Viacom Inc. (VIA.B) reported excellent financial results for the second quarter of fiscal 2011. Both top line and bottom line were well ahead of the Zacks Consensus Estimates. Strong viewership rating for Viacom’s cable channels resulted in higher advertising revenue. In addition to the domestic market, advertising revenue from the U.K. and Latin America also witnessed double-digit growth. Viacom has sold its loss making Harmonix video game businesses that will help the company to further improve its bottom line going forward.
Improving advertisement expenditure by several enterprises as a result of an improving U.S. economy will enable Viacom to maintain profitability in the long run. Several automakers, toy companies, technology companies, and retailers are raising their advertisement budgets. This, in turn, is benefiting the media companies and Viacom is no exception. In the second quarter of fiscal 2011, the U.S. advertising revenue grew 11% year over year while international advertising revenue inched up 12% year over year.
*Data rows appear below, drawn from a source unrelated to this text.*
Issue #799, opened 2026-01-19
Can't perform "C-p" or "C-q" when toggled "vi mode"


lixuan998:
When I toggled "vi mode" and trying to quit "fresh editor", I found that "C-q" had no effect. Then I tried to disable "vi mode" by using "C-p", no respond either.

sinelaw:
Fixed in master in https://github.com/sinelaw/fresh/pull/808/changes/c5eccb4f9aacff6ada7993eb7acd1ef925525410

sinelaw:
Also you'll be able to use :q :wq etc

PR #808, opened 2026-01-19
Arm64

sinelaw:


sinelaw:
Fixes https://github.com/sinelaw/fresh/issues/799

PR #838, opened 2026-01-23
fix: enable 6 previously ignored tests and improve dropdown UX

GeneticxCln:
## Summary

This fixes a critical usability bug where the theme dropdown in settings would not respond to arrow keys. Users were unable to cycle through themes using Right/Left arrows, which made the settings panel frustrating to use. The fix adds proper arrow key handling to the dropdown input handler.

While investigating this, I also noticed several E2E tests were marked as ignored. After reviewing them, 6 tests are now enabled - some just needed their test assertions updated, others were already passing and just needed the ignore attribute removed.

### Dropdown Arrow Key Support
Added Right and Left arrow key handling to the dropdown input handler. When a dropdown is open:
- Right arrow moves to the next option, wrapping to the first
- Left arrow moves to the previous option, wrapping to the last

This matches standard dropdown behavior in most applications.

### Test Fixes
- test_settings_theme_dropdown_cycle: now works with arrow key fix
- test_map_control_add_new_shows_text_input: updated key sequence to match current dialog behavior
- test_line_numbers_rendered_correctly: fixed assertion for files with trailing newlines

However, the company’s advertisement revenue growth was far below its closest competitors. In the second quarter fiscal of 2011, Viacom’s domestic advertisement revenue grew by 11% compared to a massive 31% of Time Warner Inc. (NYSE:TWX) and 14% of News Corp. (NASDAQ:NWS).
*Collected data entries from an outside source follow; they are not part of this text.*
PR #839, opened 2026-01-23
Update it.json

fmaida:
Replaced the verbs “scarta” and “discarta” with “dimentica” (“forget”), which sounds more appropriate in an Italian UI context and preserves the “d” shortcut.

Replaced “Cancella” with “Annulla”, which also sounds more appropriate in this context.

### Note: 

in some overwrite prompts the shortcut is shown as `(o)vrascrivi`.
In Italian, users would naturally expect `(s)ovrascrivi`, but the shortcut appears to be hard-coded to `o` (likely derived from overwrite), or at least I couldn’t find a `prompt.key.overwrite` mapping.

I left it unchanged to avoid breaking key handling, but it might be worth revisiting in the future (e.g. allowing localized shortcuts).


sinelaw:
Thanks!

PR #894, opened 2026-01-29
feat: auto save implementation

bacteriafield:
**What was implemented ?**

## Persistent auto-save feature:
This feature allows the editor to automatically save modified buffers to their original files on disk.

image

## Manual Verification Instructions
To test this manually:

Open [fresh](https://github.com/sinelaw/fresh).
Enable auto-save in your configuration:
```
{
  "editor": {
    "auto_save_enabled": true,
    "auto_save_interval_secs": 1
  }
}
```
Open a file, make a change, and wait for 1 second.

### DIFF
--- a/crates/fresh-editor/config.example.json
+++ b/crates/fresh-editor/config.example.json
@@ -17,7 +17,6 @@
     "enable_inlay_hints": true,
     "enable_semantic_tokens_full": false,
     "recovery_enabled": true,
-    "auto_save_interval_secs": 2,
     "highlight_context_bytes": 10000,
     "mouse_hover_enabled": true,
     "mouse_hover_delay_ms": 500,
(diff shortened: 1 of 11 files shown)


sinelaw:
1. let's separate the time config, so the new auto-save is not the same timeout as auto-recovery save
2. also, i think we should disable this feature in large file mode (e.g. editing a 10gb file, should not auto-save even if enabled, only manual save) because the save is very heavy. the config doc for the boolean flag should explain this only kicks in for files < large file threshold

sinelaw:
@elaurentium 
Do you want to address the comments and complete this, or should I take it from here?

bacteriafield:
@sinelaw 
If you want, I can implement the autosave without an interval. I had completely forgotten about all of this.

bacteriafield:
@sinelaw I thought you were going to reuse what I had already done and omit the unwanted part.

bacteriafield:
checkout @sinelaw 

Screenshot 2026-02-18 at 10 11 27

sinelaw:
Pushed your commit + adaptations in https://github.com/sinelaw/fresh/pull/1058

Thank you!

In the last quarter, Theatrical revenue of Viacom’s Filmed Entertainment division was up 50% to $401 million. This was mainly attributable to higher number of picture released. We believe this trend will continue in the near future since Paramount Picture entered into a feature-film animation venture.
Meanwhile, the stock price has soared over 69% last year and is currently trading at the high-end of its 52-week price range. We believe the company is currently fairly valued and therefore maintain our long-term Neutral recommendation on Viacom.